Deprecated since version 0.0.105: Use settings=OpenAIRealtimeSTTService.Settings(prompt=...) instead.
turn_detection – Server-side VAD configuration. Defaults to False (disabled), which relies on a local VAD processor in the pipeline. Pass None to use server defaults (server_vad), or a dict with custom settings (e.g. {"type": "server_vad", "threshold": 0.5}).
noise_reduction –
Noise reduction mode. "near_field" for close microphones, "far_field" for distant microphones, or None to disable.

Deprecated since version 0.0.106: Use settings=OpenAIRealtimeSTTService.Settings(noise_reduction=...) instead.
should_interrupt – Whether to interrupt bot output when speech is detected by server-side VAD. Only applies when turn detection is enabled. Defaults to True.
settings – Runtime-updatable settings. When provided alongside deprecated parameters, settings values take precedence.
ttfs_p99_latency – P99 latency from speech end to final transcript in seconds. Override for your deployment. See https://github.com/pipecat-ai/stt-benchmark
**kwargs – Additional arguments passed to parent WebsocketSTTService.

can_generate_metrics() → bool[source]

Check if the service can generate processing metrics.

Returns:: True, as this service supports metrics generation.

async start(frame: StartFrame)[source]

Start the service and establish WebSocket connection.

Parameters:: frame – The start frame triggering service initialization.

async stop(frame: EndFrame)[source]

Stop the service and close WebSocket connection.

Parameters:: frame – The end frame triggering service shutdown.

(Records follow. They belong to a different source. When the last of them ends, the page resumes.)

Issue #590, opened 2023-07-21
[BUG] there is no data folder with data , but it is used in code


Sandy4321:
### Describe the bug

there is no data folder with data , but it is used in code 
https://github.com/aeon-toolkit/aeon/blob/main/examples/datasets/data_files_structures.ipynb

This can be demonstrated using the Arrow Head problem that is included in aeon under aeon/datasets/data

![image](https://github.com/aeon-toolkit/aeon/assets/11426119/5aa06060-f04c-40ed-bb85-175bad71758d)

### Steps/Code to reproduce the bug

This can be demonstrated using the Arrow Head problem that is included in aeon under aeon/datasets/data

### Expected results

data folder with data , but it is used in code

by the way do you have code for reading data from web 
if yes 
what data sets are supported 

### Actual results

This can be demonstrated using the Arrow Head problem that is included in aeon under aeon/datasets/data

TonyBagnall:
hi, the datasets provided are all in the directory aeon/datasets/data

async cancel(frame: CancelFrame)[source]

Cancel the service and close WebSocket connection.

Parameters:: frame – The cancel frame triggering service cancellation.

async run_stt(audio: bytes) → AsyncGenerator[Frame | None, None][source]

Send audio data to the transcription session.

Audio is streamed over the WebSocket. Transcription results arrive asynchronously via the receive task and are pushed as InterimTranscriptionFrame or TranscriptionFrame.

Parameters:: audio – Raw audio bytes (16-bit mono PCM at the pipeline sample rate). Automatically resampled to 24 kHz.
Yields:: None — results are delivered via the WebSocket receive task.

async process_frame(frame: Frame, direction: FrameDirection)[source]

Process frames from the pipeline.

Extends the base STT service to handle local VAD events when server-side VAD is disabled. On VADUserStoppedSpeakingFrame, commits the audio buffer so the server begins transcription for the completed speech segment.

Parameters:

frame – The frame to process.
direction – The direction of frame flow in the pipeline.